■ Dataset records ■
PR #954, opened 2020-10-08
Implement add_provider & get_providers

folex:
It still requires `get_neighbourhood` to be really useful


particle-providers/src/providers.rs
```diff
@@ -0,0 +1,154 @@
...
+}
+
+impl ProviderRepository {
+    /// Creates a closure that
+    /// takes `key` as a parameter, and returns an array of `Provider` for that key
+    pub fn get_providers(&self) -> Closure {
+        let providers = self.providers.clone();
+        closure_opt(move |mut args| {
+            let key: String = Args::next("key", &mut args)?;
+            println!("get_providers {:?}", key);
```
michaelvoronov, line 84: Should it print to logs every time? What about log crate instead?

particle-providers/src/providers.rs
```diff
@@ -0,0 +1,154 @@
...
+        let providers = self.providers.clone();
+        closure_opt(move |mut args| {
+            let key: String = Args::next("key", &mut args)?;
+            let provider: Provider = Args::next("provider", &mut args)?;
+
+            println!("add_providers {:?} {:?}", key, provider);
+
+            let providers_r = read_map(&providers)?;
+            let empty = providers_r.get(&key).is_none();
+            drop(providers_r);
```
michaelvoronov, line 107: Maybe leave a comment why drop here is needed? Another approach would be
```rust
let empty = {
    let providers_r = read_map(&providers)?;
    providers_r.get(&key).is_none()
};
```

particle-providers/src/providers.rs
```diff
@@ -0,0 +1,154 @@
...
+    providers.read().map_err(|_| Poisoned)
+}
+
+fn write_map(
+    providers: &ProviderMap,
+) -> Result<RwLockWriteGuard<'_, ProviderMapInner>, ProviderError<'static>> {
+    providers.write().map_err(|_| Poisoned)
+}
+
+// fn map_get<'a, 'b>(
```
michaelvoronov, line 135: Is it needed?

particle-providers/src/providers.rs
```diff
@@ -0,0 +1,154 @@
...
+    }
+}
+
+fn read_map<'a>(
+    providers: &'a ProviderMap,
+) -> Result<RwLockReadGuard<'a, ProviderMapInner>, ProviderError<'static>> {
+    providers.read().map_err(|_| Poisoned)
+}
+
+fn write_map(
```
michaelvoronov, line 129: Suggest to rename it to smth like `(get_)map_mut_ref`

particle-providers/src/providers.rs
```diff
@@ -0,0 +1,154 @@
...
+            let providers = ok_get!(providers.get(&key));
+            let mut providers = write_set(&providers, &key)?;
+            providers.insert(provider);
+
+            Ok(None)
+        })
+    }
+}
+
+fn read_map<'a>(
```
michaelvoronov, line 123: Suggest to rename it to smth like `(get_)map_ref`

michaelvoronov (approved):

■ What is expected ■
Please show every line of the entries above that contains the word "michaelvoronov".

■ Solution to this problem ■
michaelvoronov, line 84: Should it print to logs every time? What about log crate instead?
michaelvoronov, line 107: Maybe leave a comment why drop here is needed? Another approach would be
michaelvoronov, line 135: Is it needed?
michaelvoronov, line 129: Suggest to rename it to smth like `(get_)map_mut_ref`
michaelvoronov, line 123: Suggest to rename it to smth like `(get_)map_ref`
michaelvoronov (approved):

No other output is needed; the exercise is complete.